* **Task item**: In the listing below, which lines contain the string "since"? Copy them all.

* **Data shown**:
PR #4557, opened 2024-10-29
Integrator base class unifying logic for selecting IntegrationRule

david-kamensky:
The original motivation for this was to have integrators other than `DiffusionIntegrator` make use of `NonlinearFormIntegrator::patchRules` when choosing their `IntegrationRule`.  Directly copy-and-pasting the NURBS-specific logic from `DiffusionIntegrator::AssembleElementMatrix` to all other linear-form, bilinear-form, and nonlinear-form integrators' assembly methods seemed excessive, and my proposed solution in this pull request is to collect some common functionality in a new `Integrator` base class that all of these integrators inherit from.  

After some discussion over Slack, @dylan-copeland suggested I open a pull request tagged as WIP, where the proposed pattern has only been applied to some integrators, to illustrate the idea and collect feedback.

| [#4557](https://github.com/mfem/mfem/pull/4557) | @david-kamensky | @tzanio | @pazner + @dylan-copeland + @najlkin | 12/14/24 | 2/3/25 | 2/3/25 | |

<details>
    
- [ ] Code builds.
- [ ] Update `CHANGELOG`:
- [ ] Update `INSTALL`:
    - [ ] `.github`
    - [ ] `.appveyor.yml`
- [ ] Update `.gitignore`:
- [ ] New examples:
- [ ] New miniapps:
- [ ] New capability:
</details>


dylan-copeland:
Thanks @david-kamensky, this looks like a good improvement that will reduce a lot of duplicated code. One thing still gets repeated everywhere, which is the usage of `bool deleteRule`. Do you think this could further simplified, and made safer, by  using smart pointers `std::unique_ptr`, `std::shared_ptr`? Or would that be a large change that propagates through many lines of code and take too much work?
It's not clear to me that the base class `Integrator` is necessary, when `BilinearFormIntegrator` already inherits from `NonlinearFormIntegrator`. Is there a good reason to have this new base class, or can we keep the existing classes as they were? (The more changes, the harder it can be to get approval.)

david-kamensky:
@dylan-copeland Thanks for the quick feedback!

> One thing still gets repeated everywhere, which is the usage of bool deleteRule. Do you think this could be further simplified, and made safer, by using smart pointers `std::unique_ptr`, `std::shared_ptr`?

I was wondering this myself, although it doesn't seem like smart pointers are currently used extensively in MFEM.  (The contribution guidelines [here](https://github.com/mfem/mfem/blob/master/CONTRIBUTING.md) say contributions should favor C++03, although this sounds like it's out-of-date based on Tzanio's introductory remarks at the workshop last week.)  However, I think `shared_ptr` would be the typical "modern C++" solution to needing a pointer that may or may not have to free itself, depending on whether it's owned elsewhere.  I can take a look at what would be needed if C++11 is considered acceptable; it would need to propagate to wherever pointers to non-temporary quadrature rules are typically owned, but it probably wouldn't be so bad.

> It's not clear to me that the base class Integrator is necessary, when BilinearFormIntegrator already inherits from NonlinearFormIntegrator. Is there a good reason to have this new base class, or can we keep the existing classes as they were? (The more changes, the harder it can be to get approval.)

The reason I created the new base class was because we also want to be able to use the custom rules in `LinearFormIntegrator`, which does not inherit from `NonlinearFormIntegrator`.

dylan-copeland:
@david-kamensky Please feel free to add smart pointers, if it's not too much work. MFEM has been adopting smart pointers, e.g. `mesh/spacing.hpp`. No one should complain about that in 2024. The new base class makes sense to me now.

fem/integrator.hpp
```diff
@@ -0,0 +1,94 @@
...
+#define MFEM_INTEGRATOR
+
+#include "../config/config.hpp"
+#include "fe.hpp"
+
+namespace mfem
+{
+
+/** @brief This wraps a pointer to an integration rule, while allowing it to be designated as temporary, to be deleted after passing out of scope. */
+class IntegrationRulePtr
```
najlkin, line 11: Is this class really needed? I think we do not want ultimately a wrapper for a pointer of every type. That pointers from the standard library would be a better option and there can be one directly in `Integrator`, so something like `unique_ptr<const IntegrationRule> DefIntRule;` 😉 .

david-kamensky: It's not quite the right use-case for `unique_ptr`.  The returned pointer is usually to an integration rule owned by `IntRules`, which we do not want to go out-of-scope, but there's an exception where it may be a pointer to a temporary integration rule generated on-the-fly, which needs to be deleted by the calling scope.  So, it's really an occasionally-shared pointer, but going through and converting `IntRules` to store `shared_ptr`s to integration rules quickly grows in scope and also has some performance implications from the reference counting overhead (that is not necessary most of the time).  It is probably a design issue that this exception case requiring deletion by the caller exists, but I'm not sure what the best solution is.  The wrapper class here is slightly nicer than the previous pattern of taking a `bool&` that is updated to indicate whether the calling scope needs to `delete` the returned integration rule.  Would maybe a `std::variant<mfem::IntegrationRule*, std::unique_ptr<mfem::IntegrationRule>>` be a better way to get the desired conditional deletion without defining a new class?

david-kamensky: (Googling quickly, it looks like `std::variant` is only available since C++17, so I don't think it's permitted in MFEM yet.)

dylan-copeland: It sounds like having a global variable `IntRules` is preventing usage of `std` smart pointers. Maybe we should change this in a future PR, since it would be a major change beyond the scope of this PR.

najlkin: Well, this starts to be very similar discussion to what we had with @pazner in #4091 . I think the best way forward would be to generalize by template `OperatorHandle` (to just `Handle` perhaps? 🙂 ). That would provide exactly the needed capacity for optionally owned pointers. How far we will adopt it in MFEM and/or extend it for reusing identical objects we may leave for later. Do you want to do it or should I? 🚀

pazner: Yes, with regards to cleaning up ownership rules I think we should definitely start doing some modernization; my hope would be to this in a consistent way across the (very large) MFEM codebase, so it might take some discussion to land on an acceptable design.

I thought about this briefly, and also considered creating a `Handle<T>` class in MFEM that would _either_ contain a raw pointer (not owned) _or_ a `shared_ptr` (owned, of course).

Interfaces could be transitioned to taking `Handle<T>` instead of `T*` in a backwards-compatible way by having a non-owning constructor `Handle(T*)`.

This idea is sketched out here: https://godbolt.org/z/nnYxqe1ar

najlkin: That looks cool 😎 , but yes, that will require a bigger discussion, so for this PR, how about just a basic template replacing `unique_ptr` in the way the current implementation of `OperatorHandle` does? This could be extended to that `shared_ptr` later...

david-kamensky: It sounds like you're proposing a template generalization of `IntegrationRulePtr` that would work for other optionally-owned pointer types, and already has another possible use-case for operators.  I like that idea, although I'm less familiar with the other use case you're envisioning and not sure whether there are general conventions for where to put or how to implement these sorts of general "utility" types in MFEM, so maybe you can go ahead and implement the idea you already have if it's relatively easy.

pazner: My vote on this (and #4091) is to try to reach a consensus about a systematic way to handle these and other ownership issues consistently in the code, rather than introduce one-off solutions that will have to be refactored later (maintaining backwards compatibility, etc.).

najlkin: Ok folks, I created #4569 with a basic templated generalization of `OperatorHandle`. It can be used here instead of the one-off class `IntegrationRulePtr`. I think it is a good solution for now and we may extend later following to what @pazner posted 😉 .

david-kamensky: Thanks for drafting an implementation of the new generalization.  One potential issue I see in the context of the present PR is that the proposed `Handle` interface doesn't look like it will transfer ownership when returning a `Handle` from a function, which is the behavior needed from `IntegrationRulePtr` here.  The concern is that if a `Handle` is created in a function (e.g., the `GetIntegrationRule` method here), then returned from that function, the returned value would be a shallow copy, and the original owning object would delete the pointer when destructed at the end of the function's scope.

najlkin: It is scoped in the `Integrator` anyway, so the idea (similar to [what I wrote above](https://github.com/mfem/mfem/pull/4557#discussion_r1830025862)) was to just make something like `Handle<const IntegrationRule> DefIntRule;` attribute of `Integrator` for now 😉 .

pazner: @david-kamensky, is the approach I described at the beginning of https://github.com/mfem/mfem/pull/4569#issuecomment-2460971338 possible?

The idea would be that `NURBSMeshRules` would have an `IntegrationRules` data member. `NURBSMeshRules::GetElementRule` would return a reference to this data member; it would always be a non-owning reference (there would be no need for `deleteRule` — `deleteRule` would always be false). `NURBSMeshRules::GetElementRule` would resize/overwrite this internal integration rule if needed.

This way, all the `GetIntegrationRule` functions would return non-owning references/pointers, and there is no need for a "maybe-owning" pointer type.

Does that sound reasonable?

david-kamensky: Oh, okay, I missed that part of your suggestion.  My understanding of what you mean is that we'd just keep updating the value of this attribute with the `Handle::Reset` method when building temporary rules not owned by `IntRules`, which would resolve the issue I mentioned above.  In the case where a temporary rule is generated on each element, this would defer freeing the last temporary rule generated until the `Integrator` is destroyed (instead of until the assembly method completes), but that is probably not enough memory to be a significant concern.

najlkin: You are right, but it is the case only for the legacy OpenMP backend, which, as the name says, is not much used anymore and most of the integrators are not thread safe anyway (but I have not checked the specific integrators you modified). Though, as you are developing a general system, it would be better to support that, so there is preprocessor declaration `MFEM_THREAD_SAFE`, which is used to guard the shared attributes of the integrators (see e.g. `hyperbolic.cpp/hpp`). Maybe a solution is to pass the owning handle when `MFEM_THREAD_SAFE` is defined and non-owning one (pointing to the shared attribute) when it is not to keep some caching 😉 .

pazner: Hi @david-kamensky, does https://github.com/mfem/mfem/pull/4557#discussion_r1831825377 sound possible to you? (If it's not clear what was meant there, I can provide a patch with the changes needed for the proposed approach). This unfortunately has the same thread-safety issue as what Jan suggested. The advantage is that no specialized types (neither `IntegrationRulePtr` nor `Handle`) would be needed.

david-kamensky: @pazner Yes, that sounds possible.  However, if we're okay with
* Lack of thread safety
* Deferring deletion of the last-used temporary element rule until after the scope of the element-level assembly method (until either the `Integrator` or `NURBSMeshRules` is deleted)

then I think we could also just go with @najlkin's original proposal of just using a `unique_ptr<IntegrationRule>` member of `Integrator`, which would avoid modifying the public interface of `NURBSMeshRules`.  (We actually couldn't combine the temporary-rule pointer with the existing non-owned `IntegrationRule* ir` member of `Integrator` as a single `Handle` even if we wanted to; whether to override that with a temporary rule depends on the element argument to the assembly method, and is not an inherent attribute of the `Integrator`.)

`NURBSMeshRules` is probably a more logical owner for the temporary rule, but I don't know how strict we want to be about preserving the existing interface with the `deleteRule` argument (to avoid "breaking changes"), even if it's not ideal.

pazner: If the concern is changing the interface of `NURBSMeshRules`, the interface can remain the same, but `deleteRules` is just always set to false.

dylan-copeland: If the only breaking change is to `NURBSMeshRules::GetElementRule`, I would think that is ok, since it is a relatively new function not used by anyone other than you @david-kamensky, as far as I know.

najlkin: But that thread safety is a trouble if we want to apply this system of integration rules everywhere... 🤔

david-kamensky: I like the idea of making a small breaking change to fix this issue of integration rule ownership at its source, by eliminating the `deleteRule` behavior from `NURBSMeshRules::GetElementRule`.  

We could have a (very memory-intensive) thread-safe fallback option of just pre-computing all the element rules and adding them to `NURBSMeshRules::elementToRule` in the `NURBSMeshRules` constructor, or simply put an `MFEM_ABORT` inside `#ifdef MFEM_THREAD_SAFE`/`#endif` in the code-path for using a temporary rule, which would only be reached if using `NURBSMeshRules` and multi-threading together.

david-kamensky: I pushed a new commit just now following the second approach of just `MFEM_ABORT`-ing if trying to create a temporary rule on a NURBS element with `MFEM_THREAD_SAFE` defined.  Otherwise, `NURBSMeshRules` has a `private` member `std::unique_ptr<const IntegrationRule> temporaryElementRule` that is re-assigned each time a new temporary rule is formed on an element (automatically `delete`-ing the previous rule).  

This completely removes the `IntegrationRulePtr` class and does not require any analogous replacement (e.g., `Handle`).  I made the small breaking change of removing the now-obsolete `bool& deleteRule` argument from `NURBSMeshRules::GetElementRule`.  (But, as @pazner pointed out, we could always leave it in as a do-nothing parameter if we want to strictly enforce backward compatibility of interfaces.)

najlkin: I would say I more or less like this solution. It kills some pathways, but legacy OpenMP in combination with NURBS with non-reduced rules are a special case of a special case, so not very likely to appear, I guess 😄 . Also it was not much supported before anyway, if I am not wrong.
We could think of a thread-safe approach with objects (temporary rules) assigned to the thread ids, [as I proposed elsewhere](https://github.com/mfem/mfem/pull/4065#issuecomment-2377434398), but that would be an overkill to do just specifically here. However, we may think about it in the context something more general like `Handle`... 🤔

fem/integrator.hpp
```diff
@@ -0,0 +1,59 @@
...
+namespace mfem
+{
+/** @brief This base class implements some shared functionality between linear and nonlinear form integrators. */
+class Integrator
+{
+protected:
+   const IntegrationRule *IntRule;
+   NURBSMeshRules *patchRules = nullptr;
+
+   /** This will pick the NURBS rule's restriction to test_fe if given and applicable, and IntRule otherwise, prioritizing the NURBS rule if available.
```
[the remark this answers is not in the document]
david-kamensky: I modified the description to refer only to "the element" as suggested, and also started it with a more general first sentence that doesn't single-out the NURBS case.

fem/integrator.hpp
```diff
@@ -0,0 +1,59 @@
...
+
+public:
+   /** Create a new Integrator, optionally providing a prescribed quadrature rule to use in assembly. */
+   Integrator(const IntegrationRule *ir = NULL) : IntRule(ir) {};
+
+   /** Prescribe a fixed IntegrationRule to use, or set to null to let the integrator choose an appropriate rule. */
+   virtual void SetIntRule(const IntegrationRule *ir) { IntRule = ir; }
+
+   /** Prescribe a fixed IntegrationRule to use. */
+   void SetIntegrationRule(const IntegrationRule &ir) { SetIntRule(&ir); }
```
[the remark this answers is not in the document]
...
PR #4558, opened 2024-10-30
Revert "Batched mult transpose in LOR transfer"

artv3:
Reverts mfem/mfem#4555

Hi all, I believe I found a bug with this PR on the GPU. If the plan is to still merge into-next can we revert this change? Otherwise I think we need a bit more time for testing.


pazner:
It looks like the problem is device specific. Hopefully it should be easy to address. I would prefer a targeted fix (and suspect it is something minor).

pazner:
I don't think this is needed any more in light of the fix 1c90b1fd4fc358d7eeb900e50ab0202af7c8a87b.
==
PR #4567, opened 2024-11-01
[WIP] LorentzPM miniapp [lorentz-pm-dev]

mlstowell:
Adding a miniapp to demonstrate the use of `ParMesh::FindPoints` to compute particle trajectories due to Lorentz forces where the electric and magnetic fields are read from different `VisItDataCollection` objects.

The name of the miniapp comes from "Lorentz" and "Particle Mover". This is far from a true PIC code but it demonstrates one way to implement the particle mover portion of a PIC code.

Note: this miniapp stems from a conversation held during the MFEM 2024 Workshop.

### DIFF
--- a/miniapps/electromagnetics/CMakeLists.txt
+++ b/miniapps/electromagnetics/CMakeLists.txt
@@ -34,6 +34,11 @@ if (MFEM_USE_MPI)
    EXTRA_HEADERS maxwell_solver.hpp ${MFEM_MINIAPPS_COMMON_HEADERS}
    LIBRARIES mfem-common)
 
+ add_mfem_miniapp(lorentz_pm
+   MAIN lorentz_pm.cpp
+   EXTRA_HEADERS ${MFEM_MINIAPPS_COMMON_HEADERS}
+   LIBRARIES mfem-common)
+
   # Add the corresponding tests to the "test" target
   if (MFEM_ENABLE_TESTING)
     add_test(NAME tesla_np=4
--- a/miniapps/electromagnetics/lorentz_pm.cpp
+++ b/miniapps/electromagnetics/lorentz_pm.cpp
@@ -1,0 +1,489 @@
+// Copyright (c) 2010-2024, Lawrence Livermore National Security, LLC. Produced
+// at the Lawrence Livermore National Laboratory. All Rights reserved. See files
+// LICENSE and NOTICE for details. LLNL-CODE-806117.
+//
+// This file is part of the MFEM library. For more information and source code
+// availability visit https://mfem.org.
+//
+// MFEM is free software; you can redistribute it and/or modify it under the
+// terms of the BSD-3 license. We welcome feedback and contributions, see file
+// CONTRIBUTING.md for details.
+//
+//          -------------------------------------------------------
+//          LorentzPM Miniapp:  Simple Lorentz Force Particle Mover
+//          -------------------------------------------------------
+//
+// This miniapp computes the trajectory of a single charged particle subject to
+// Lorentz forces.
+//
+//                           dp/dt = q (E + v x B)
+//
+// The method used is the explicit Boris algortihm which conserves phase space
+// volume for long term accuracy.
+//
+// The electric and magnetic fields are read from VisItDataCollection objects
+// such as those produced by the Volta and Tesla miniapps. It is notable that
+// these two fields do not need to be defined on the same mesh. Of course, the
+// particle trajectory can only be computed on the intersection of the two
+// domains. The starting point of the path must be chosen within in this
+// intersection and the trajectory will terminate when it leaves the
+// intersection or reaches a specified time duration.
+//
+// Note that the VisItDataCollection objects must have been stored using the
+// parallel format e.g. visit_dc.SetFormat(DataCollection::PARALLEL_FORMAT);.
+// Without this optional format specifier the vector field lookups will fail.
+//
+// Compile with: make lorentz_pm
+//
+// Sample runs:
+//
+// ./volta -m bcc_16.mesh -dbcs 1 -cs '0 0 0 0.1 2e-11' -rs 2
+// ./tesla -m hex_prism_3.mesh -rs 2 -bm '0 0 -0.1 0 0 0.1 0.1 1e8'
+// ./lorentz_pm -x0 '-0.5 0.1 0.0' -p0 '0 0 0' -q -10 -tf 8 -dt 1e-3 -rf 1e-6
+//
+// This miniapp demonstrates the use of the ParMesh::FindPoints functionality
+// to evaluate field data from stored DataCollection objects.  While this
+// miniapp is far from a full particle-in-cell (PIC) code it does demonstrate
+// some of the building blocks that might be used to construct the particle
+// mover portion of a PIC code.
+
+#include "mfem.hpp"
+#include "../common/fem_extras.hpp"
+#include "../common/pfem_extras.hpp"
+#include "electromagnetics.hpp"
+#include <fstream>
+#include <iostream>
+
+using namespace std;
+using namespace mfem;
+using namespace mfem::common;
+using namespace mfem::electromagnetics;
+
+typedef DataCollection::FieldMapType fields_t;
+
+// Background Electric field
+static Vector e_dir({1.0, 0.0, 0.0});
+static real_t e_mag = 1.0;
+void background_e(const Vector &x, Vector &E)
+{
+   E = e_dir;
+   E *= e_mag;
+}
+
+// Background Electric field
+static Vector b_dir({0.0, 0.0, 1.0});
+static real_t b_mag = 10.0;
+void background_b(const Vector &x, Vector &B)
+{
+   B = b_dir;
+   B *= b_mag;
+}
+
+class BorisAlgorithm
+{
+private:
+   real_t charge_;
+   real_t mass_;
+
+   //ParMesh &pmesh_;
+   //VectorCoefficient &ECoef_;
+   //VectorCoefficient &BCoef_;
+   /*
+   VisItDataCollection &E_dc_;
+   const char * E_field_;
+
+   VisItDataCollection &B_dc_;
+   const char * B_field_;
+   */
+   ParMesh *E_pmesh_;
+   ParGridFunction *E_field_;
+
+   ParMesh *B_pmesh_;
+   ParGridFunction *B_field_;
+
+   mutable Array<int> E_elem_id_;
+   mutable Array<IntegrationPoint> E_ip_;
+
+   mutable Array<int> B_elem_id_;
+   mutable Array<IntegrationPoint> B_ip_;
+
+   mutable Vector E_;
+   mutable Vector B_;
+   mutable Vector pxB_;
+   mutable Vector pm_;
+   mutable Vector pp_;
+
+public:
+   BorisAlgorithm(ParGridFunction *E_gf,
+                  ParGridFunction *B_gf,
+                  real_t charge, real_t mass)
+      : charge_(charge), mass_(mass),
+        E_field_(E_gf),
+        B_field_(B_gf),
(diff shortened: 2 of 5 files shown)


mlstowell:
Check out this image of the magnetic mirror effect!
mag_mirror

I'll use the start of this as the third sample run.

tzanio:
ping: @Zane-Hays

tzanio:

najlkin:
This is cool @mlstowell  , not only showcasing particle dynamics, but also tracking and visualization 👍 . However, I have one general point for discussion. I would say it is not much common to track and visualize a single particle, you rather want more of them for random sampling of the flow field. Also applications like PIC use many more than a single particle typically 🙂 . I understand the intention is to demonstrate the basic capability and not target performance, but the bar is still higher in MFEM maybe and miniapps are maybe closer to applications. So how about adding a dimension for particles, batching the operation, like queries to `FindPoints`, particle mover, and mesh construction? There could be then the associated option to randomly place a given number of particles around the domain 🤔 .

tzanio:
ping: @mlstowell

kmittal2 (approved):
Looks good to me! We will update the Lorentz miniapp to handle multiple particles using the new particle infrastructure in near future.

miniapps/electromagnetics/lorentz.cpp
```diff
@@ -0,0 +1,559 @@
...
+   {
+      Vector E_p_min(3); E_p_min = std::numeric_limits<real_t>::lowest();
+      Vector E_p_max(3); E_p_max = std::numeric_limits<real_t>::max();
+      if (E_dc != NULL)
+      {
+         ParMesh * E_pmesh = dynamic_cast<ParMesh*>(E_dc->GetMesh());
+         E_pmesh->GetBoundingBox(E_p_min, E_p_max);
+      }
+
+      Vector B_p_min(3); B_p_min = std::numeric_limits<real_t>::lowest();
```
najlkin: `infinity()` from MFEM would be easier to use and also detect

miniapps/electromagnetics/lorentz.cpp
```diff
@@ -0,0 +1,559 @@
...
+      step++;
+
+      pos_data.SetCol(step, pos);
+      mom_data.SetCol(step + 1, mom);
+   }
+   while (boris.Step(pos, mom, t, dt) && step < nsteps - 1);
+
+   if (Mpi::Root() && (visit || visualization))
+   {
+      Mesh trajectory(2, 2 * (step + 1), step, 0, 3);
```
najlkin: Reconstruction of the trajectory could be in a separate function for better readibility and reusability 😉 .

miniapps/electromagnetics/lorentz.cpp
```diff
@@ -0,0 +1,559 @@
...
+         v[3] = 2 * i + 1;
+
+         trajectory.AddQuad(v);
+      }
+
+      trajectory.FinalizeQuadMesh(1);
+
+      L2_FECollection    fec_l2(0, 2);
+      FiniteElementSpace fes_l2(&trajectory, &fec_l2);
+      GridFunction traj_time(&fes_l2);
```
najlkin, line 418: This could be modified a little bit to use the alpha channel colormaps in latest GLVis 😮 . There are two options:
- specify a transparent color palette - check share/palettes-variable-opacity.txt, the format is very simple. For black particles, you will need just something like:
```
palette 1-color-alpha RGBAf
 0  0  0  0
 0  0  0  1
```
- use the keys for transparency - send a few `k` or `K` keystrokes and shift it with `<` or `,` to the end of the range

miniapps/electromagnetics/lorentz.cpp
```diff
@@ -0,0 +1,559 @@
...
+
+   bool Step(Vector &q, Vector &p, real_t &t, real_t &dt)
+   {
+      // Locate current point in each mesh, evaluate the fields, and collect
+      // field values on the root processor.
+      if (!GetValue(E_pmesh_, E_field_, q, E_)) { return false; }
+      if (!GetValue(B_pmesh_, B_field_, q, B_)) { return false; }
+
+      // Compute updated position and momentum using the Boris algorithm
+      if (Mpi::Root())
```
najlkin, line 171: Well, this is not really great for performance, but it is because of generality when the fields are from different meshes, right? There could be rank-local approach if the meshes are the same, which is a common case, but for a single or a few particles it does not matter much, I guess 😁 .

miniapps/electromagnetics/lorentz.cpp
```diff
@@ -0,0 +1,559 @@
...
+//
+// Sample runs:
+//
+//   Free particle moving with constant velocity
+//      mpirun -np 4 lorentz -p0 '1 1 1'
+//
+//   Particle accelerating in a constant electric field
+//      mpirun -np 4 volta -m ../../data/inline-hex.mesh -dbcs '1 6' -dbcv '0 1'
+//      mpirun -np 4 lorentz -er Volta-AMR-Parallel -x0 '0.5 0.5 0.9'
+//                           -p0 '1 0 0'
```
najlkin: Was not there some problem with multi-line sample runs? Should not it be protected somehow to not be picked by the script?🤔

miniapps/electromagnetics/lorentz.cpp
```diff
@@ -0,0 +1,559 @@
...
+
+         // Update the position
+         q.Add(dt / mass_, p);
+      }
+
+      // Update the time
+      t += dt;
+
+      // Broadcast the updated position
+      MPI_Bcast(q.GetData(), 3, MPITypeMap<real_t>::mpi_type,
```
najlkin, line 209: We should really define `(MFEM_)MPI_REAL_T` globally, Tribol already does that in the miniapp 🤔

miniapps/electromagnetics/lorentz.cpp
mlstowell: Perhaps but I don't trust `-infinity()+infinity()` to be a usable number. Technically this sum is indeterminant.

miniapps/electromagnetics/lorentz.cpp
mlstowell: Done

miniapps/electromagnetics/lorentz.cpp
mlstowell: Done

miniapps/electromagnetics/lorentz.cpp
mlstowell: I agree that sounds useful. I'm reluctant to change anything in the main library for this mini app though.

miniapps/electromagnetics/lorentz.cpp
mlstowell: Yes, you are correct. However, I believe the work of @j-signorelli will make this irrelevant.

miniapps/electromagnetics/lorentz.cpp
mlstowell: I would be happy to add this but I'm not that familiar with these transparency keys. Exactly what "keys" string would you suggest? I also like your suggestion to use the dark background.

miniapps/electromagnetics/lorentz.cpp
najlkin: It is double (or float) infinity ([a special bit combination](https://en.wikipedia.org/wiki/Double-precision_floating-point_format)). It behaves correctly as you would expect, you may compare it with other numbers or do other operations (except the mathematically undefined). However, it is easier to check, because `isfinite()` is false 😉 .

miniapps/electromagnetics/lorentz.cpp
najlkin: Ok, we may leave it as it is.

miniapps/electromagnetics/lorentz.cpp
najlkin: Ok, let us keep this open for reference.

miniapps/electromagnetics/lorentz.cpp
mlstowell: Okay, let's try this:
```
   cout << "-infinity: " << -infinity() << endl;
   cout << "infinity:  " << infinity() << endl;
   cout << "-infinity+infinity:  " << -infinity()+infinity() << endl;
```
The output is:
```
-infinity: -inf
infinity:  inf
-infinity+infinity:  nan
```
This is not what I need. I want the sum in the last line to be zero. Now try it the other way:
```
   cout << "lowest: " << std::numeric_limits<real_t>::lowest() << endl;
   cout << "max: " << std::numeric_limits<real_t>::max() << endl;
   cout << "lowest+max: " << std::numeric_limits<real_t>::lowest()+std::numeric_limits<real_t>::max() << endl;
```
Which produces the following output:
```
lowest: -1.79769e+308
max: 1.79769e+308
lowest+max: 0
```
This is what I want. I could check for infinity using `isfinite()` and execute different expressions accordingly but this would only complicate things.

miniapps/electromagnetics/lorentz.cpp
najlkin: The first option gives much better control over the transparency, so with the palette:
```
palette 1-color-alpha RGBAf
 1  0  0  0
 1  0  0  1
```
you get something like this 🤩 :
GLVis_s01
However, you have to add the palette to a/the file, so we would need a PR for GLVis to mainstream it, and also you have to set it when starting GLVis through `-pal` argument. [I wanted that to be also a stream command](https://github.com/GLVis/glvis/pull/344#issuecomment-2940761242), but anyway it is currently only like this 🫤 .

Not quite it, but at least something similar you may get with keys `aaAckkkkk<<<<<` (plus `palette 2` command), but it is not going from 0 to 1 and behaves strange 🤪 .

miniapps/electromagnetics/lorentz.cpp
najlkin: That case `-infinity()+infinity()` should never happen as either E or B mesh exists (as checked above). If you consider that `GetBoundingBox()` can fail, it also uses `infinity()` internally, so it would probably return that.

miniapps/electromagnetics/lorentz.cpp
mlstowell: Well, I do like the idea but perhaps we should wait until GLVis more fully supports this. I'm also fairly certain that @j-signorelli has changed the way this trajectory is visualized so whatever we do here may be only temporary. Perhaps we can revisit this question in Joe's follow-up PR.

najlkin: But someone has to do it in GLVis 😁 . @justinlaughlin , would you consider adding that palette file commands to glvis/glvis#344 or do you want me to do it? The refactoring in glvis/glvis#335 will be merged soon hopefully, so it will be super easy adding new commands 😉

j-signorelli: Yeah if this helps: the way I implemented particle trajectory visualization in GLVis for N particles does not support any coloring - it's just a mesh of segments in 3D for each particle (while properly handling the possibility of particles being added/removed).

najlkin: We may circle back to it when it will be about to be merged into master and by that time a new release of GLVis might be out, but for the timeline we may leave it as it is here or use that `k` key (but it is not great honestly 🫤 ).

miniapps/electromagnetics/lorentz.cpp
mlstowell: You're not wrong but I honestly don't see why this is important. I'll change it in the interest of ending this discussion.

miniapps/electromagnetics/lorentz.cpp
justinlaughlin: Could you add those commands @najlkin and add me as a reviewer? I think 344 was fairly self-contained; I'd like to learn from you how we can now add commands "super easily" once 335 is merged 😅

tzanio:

* **Response to this task**:
david-kamensky: (Googling quickly, it looks like `std::variant` is only available since C++17, so I don't think it's permitted in MFEM yet.)
dylan-copeland: It sounds like having a global variable `IntRules` is preventing usage of `std` smart pointers. Maybe we should change this in a future PR, since it would be a major change beyond the scope of this PR.
dylan-copeland: If the only breaking change is to `NURBSMeshRules::GetElementRule`, I would think that is ok, since it is a relatively new function not used by anyone other than you @david-kamensky, as far as I know.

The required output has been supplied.